** Data supplied follows **
PR #992, opened 2020-08-24
Replace manually crafted REST client with auto-generated one

Y-Sindo:
changed files can be categorized into three groups which are committed in three separate three commit:
1. `src/Common/REST/*`: files generated by Autorest
2. `src\Microsoft.Azure.SignalR.Common\REST`: enable generated REST client to authorize with JWT token.
3. other files: replace the old REST client


src/Microsoft.Azure.SignalR.Common/Generated/GeneratedRestClient.cs
```diff
@@ -0,0 +1,326 @@
+// <auto-generated>
```
wanlwanl, line 1: can auto-generated code be ignored?

src/Microsoft.Azure.SignalR.Common/Utilities/JwtTokenCredentials.cs
```diff
@@ -0,0 +1,46 @@
...
+// ----------------------------------------------------------------------------------
+
+using System;
+using System.Net.Http;
+using System.Net.Http.Headers;
+using System.Threading;
+using System.Threading.Tasks;
+using Microsoft.Rest;
+
+namespace Microsoft.Azure.SignalR.Management
```
wanlwanl, line 22: should not be `Microsoft.Azure.SignalR.Management` here

src/Microsoft.Azure.SignalR.Common/Utilities/RestClient.cs
```diff
@@ -12,6 +12,7 @@
 using Microsoft.Azure.SignalR.Common;
 using Microsoft.Extensions.Primitives;
 using Newtonsoft.Json;
+using Microsoft.Azure.SignalR.Models;
```
wanlwanl, line 15: Is it used?

src/Microsoft.Azure.SignalR.Common/Utilities/JwtTokenCredentials.cs
```diff
@@ -0,0 +1,46 @@
...
+{
+    class JwtTokenCredentials : ServiceClientCredentials
```
wanlwanl, line 24: add protection level

src/Microsoft.Azure.SignalR.Common/Generated/GeneratedRestClient.cs
Y-Sindo: Currently the code is not generated during building. It has to be generated by Autorest which requireds Node.js environment. As the generated codes change little, I think it is more convenient to keep it here.

src/Microsoft.Azure.SignalR.Common/Utilities/RestClient.cs
Y-Sindo: Yes, it's used by [Payload class](https://github.com/Azure/azure-signalr/blob/00b898138dd6e0047ba174c4bf034e7c94201b30/src/Microsoft.Azure.SignalR.Common/Utilities/RestClient.cs#L128). In the past, Payload is under Microsoft.Azure.SignalR.Models. Now Payload class is generated, so the namespace is changed.

src/Microsoft.Azure.SignalR.Common/Utilities/JwtTokenCredentials.cs
Y-Sindo: fixed in [fix](https://github.com/Azure/azure-signalr/pull/992/commits/d58ec08f9e255560335ffc4bdf60be844ca8ee9b)

src/Microsoft.Azure.SignalR.Common/Utilities/JwtTokenCredentials.cs
Y-Sindo: fixed in [fix](https://github.com/Azure/azure-signalr/pull/992/commits/d58ec08f9e255560335ffc4bdf60be844ca8ee9b)

run.cmd
```diff
@@ -1,2 +0,0 @@
-@ECHO OFF
```
vicancy, line 1: revert the change?

src/Microsoft.Azure.SignalR.Common/Utilities/GeneratedRestClient.cs
```diff
@@ -0,0 +1,43 @@
...
+// limitations under the License.
+// ----------------------------------------------------------------------------------
+
+using System;
+using System.Net.Http.Headers;
+using Microsoft.Rest;
+
+namespace Microsoft.Azure.SignalR
+{
+    public partial class GeneratedRestClient
```
vicancy, line 21: a better naming, this is not Generated

Y-Sindo: This a a partial class and one part is generated.

src/Microsoft.Azure.SignalR.Common/REST/GeneratedRestClient.cs
```diff
@@ -0,0 +1,36 @@
...
+// Licensed under the MIT license. See LICENSE file in the project root for full license information.
+
+using System;
+using Microsoft.Rest;
+
+namespace Microsoft.Azure.SignalR
+{
+    public partial class GeneratedRestClient
+    {
+        string ProductInfo { get; }
```
vwxyzh, line 12: visibility

src/Common/REST/HealthApi.cs
```diff
@@ -0,0 +1,158 @@
...
+            cancellationToken.ThrowIfCancellationRequested();
+            _httpResponse = await Client.HttpClient.SendAsync(_httpRequest, System.Net.Http.HttpCompletionOption.ResponseHeadersRead, cancellationToken).ConfigureAwait(false);
+            if (_shouldTrace)
+            {
+                ServiceClientTracing.ReceiveResponse(_invocationId, _httpResponse);
+            }
+            HttpStatusCode _statusCode = _httpResponse.StatusCode;
+            cancellationToken.ThrowIfCancellationRequested();
+            string _responseContent = null;
+            if ((int)_statusCode != 200)
```
wanlwanl, line 124: In original logic, badgateway and serviceunavailable doesn't throw exceptions.

src/Microsoft.Azure.SignalR.Management/ServiceManager.cs
```diff
@@ -160,27 +158,15 @@ public string GenerateClientAccessToken(string hubName, string userId = null, IL
...
-                            isHealthy = false;
-                            return true;
-                        default:
-                            return false;
-                    }
-                },
-                cancellationToken: cancellationToken);
-            return isHealthy;
+            var healthApi = _restClient.HealthApi;
+            var httpOperationResponse = await healthApi.GetHealthStatusWithHttpMessagesAsync(cancellationToken: cancellationToken);
```
wanlwanl, line 162: the original code has some azure exceptions like this
```
            throw response.StatusCode switch
            {
                HttpStatusCode.BadRequest => new AzureSignalRInvalidArgumentException(response.RequestMessage.RequestUri.ToString(), innerException, detail),
                HttpStatusCode.Unauthorized => new AzureSignalRUnauthorizedException(response.RequestMessage.RequestUri.ToString(), innerException),
                HttpStatusCode.NotFound => new AzureSignalRInaccessibleEndpointException(response.RequestMessage.RequestUri.ToString(), innerException),
                _ => new AzureSignalRRuntimeException(response.RequestMessage.RequestUri.ToString(), innerException),
            };
```
Is it possible to config the exceptions for autorest client? otherwise it's a breaking change.

src/Common/REST/HealthApi.cs
wanlwanl: add tests

src/Microsoft.Azure.SignalR.Common/Generated/GeneratedRestClient.cs
wanlwanl: So why not choose a library only requires dotnet?

What about adding a script to prepare the environment like this:
https://github.com/dotnet/aspnetcore/blob/master/docs/BuildFromSource.md

Y-Sindo: Autorest is widely used in Azure-Powershell and azure-sdk-for-net projects and their common practice is just including the generated code into version control. I haven't found similar library like it only depending on dotnet, and if you know about this, we could have discussion. Actually I have tried to include the generation script into our build.cmd or build.sh and added Node.js environment into CI workflow but failed to start the build. Maybe I got something wrong with workflow files. 
I think another reason to upload the generated file is that we can review the generated code on Github.

src/Common/REST/HealthApi.cs
Y-Sindo: Yes, it's a bug. Thank you for pointing out that.

src/Microsoft.Azure.SignalR.Common/Generated/GeneratedRestClient.cs
wanlwanl: What about this one? https://github.com/RicoSuter/NSwag/wiki/CSharpClientGenerator

I think a new script is better, since build.sh/cmd is used for generating nuget package, we don't need to wait for the whole build.

Why we need to review the auto generated code, we just need to test the api whether the behavior is expected.

src/Microsoft.Azure.SignalR.Common/REST/JwtTokenCredentials.cs
```diff
@@ -0,0 +1,35 @@
...
+    internal class JwtTokenCredentials : ServiceClientCredentials
+    {
+        private RestApiAccessTokenGenerator RestApiAccessTokenGenerator { get; }
+
+        public JwtTokenCredentials(string accessKey)
+        {
+            RestApiAccessTokenGenerator = new RestApiAccessTokenGenerator(new AccessKey(accessKey));
+        }
+
+
```
wanlwanl, line 22: extra line

src/Microsoft.Azure.SignalR.Common/REST/JwtTokenCredentials.cs
```diff
@@ -0,0 +1,35 @@
...
+        public override async Task ProcessHttpRequestAsync(HttpRequestMessage request, CancellationToken cancellationToken)
+        {
+            if (request == null)
+            {
+                throw new ArgumentNullException("request");
```
wanlwanl, line 27: nameof(request)

src/Microsoft.Azure.SignalR.Common/REST/GeneratedRestClient.cs
```diff
@@ -0,0 +1,36 @@
...
+        {
+            _productInfo = productInfo;
+        }
+
+        partial void CustomInitialize()
+        {
+            HttpClient.DefaultRequestHeaders.Add(Constants.AsrsUserAgent, _productInfo);
+        }
+
+        public static GeneratedRestClient Build(string connectionString, string productInfo)
```
wanlwanl, line 24: use `_productInfo`? remove `productInfo`?

Y-Sindo: This is a static method and productInfo will be passed to _productInfo?

src/Microsoft.Azure.SignalR.Common/REST/JwtTokenCredentials.cs
Y-Sindo: fix in https://github.com/Azure/azure-signalr/pull/992/commits/1ee9abc780816f67280c57052714e2e8087fa34e

src/Microsoft.Azure.SignalR.Common/REST/JwtTokenCredentials.cs
Y-Sindo: fix in https://github.com/Azure/azure-signalr/pull/992/commits/1ee9abc780816f67280c57052714e2e8087fa34e

src/Microsoft.Azure.SignalR.Common/REST/GeneratedRestClient.cs
wanlwanl: Your goal is to `HttpClient.DefaultRequestHeaders.Add(Constants.AsrsUserAgent, _productInfo);`, is `HttpClient` static, no need to set it every time the `GeneratedRestClient` is created?

src/Microsoft.Azure.SignalR.Common/Generated/GeneratedRestClient.cs
Y-Sindo: There is already a script (client-generation.ps1)[https://github.com/Azure/azure-signalr/pull/992/files#diff-9c01492b97d08ccb869602c016adac19]

wanlwanl:
How about exclude generated code in this PR to make it small and clean?

Y-Sindo:
> How about exclude generated code in this PR to make it small and clean?

Generated code commits in [Add REST client generated by Autorest](https://github.com/Azure/azure-signalr/pull/992/commits/016e7e0b83b33b34373578f4c20ba3d8362e14ef), you can exclude this commit to view file changes.

src/Microsoft.Azure.SignalR.Common/REST/GeneratedRestClient.cs
Y-Sindo: HttpClient is not a static field. It belongs to the base class of GeneratedRestClient.

wanlwanl:
> This is a pretty large PR, how about separating it into several pieces:
> 
> 1. Only contains the generated code, and the script file to generate it, and the doc describing the steps
> 2. The convenience layer (logic layer) leveraging the generated code
> 3. Replace the current REST client with the new one

I think Liangying suggested you split this PR into 3 PRs as above. Exclude some commit isn't convenient for reviewers, especially for those who don't see your comment.

Y-Sindo:
> > This is a pretty large PR, how about separating it into several pieces:
> > 
> > 1. Only contains the generated code, and the script file to generate it, and the doc describing the steps
> > 2. The convenience layer (logic layer) leveraging the generated code
> > 3. Replace the current REST client with the new one
> 
> I think Liangying suggested you split this PR into 3 PRs as above. Exclude some commit isn't convenient for reviewers, especially for those who don't see your comment.

Thanks for pointing out my misunderstanding. The first of the 3 PRs is #1007 .

src/Microsoft.Azure.SignalR.Management/ServiceManager.cs
Y-Sindo: According to Liangying, this breaking change is acceptable.

vicancy: does our Function output binding depend on these exceptions @zackliu? If not, is changing this exception to some general exceptions/not throw acceptable? cc @vwxyzh

wanlwanl: @vicancy It's designed for helping customer self-troubleshooting, they can catch AzureSignalRException, and the exceptions listed are having messages include some mitigate suggestions that customers can task action. Function output binding doesn't depend on them.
** End of Data supplied **
### What you will do
Look through the entries above, and wherever a line holds the word "ServiceClientCredentials", copy it.

### Response
+    class JwtTokenCredentials : ServiceClientCredentials
+    internal class JwtTokenCredentials : ServiceClientCredentials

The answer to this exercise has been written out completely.